Find and copy every line in the records that includes the string "good".

··········

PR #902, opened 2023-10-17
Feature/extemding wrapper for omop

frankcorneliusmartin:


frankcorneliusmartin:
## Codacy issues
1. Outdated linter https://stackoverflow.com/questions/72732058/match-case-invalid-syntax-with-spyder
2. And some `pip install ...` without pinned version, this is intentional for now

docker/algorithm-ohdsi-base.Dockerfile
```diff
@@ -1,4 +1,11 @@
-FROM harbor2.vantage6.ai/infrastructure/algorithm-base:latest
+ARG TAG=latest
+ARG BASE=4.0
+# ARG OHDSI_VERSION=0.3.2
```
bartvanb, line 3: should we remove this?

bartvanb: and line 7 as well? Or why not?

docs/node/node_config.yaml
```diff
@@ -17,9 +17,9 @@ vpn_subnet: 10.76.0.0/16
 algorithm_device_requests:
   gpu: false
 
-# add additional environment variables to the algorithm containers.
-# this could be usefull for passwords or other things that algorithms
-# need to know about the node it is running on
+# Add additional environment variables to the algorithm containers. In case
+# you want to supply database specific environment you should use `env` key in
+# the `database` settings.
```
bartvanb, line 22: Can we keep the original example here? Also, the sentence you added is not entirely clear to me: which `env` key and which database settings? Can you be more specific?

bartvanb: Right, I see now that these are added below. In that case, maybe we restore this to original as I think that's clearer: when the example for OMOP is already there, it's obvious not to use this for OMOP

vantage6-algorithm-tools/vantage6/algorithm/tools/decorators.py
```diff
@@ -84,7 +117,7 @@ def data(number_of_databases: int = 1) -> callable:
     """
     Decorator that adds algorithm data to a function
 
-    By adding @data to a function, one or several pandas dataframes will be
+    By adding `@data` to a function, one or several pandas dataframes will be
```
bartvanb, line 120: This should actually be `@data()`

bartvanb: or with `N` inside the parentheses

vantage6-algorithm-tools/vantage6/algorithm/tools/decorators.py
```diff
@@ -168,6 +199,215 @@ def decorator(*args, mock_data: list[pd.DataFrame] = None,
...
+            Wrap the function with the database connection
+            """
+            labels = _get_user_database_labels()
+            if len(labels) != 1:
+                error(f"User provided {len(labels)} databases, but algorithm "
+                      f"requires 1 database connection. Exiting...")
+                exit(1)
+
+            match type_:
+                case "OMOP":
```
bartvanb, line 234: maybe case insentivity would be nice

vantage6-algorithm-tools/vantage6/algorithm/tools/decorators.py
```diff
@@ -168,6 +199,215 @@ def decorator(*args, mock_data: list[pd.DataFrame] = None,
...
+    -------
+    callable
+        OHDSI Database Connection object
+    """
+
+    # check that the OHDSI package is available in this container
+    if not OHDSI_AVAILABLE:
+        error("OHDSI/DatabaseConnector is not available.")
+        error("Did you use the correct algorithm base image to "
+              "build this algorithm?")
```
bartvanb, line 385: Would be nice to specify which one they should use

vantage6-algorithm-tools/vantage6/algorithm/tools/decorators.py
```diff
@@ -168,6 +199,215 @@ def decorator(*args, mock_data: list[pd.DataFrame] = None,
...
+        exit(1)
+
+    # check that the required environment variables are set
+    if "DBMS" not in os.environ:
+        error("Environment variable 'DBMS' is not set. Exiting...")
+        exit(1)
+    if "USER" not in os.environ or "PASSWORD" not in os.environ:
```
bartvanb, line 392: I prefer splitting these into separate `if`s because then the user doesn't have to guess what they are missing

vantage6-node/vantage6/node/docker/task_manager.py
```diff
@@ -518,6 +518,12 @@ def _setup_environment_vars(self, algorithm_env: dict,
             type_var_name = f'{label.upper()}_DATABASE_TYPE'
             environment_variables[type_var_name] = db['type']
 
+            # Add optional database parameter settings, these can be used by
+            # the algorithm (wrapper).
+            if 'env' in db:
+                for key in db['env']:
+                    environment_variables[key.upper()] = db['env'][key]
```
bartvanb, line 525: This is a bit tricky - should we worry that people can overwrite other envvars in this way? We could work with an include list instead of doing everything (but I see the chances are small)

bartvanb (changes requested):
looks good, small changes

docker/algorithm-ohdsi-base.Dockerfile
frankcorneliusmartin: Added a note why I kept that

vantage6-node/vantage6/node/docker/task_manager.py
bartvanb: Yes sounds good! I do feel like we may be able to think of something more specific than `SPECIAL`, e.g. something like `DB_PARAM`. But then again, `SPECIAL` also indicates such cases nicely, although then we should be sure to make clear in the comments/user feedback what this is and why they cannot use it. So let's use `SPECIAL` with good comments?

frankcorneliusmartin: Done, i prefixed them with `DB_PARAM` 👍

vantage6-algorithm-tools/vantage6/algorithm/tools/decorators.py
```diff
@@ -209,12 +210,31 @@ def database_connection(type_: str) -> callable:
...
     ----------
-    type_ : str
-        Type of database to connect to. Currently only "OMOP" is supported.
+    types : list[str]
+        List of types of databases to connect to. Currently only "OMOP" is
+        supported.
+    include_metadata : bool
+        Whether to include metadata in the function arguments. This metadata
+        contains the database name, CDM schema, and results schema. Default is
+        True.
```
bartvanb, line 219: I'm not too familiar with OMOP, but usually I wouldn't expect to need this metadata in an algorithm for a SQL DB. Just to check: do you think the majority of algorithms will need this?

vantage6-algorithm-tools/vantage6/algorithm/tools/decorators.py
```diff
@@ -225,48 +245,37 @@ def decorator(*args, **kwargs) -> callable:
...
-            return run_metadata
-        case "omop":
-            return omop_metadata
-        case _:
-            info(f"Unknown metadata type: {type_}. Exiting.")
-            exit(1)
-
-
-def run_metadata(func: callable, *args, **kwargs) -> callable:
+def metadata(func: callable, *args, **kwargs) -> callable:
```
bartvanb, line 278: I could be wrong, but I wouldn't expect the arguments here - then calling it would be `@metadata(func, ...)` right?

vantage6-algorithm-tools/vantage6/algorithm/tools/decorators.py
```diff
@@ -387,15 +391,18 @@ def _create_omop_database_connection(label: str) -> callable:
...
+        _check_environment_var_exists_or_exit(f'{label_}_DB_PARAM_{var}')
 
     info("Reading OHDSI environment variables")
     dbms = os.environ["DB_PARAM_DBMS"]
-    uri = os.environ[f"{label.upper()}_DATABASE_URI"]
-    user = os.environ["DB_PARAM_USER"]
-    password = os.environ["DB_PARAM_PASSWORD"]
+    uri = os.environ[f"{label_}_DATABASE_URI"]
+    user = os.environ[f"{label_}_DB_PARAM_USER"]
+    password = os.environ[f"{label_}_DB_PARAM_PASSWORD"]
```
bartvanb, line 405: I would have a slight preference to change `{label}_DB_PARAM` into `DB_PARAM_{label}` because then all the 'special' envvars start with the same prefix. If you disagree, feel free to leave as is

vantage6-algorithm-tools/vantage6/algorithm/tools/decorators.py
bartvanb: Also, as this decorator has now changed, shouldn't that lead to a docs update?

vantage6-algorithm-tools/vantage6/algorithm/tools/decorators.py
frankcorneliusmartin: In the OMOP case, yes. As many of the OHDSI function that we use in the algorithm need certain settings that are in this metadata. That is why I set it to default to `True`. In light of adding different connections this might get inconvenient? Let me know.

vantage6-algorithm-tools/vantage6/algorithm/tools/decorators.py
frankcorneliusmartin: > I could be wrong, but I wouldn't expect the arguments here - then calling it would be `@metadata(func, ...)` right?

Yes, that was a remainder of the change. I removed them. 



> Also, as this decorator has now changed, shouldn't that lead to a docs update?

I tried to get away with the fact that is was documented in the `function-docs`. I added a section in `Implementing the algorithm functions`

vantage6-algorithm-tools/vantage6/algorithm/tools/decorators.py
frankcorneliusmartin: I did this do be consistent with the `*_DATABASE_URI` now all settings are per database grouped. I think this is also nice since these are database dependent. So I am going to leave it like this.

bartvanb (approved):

··········

SOLUTION TO THE PROBLEM
looks good, small changes
bartvanb: Yes sounds good! I do feel like we may be able to think of something more specific than `SPECIAL`, e.g. something like `DB_PARAM`. But then again, `SPECIAL` also indicates such cases nicely, although then we should be sure to make clear in the comments/user feedback what this is and why they cannot use it. So let's use `SPECIAL` with good comments?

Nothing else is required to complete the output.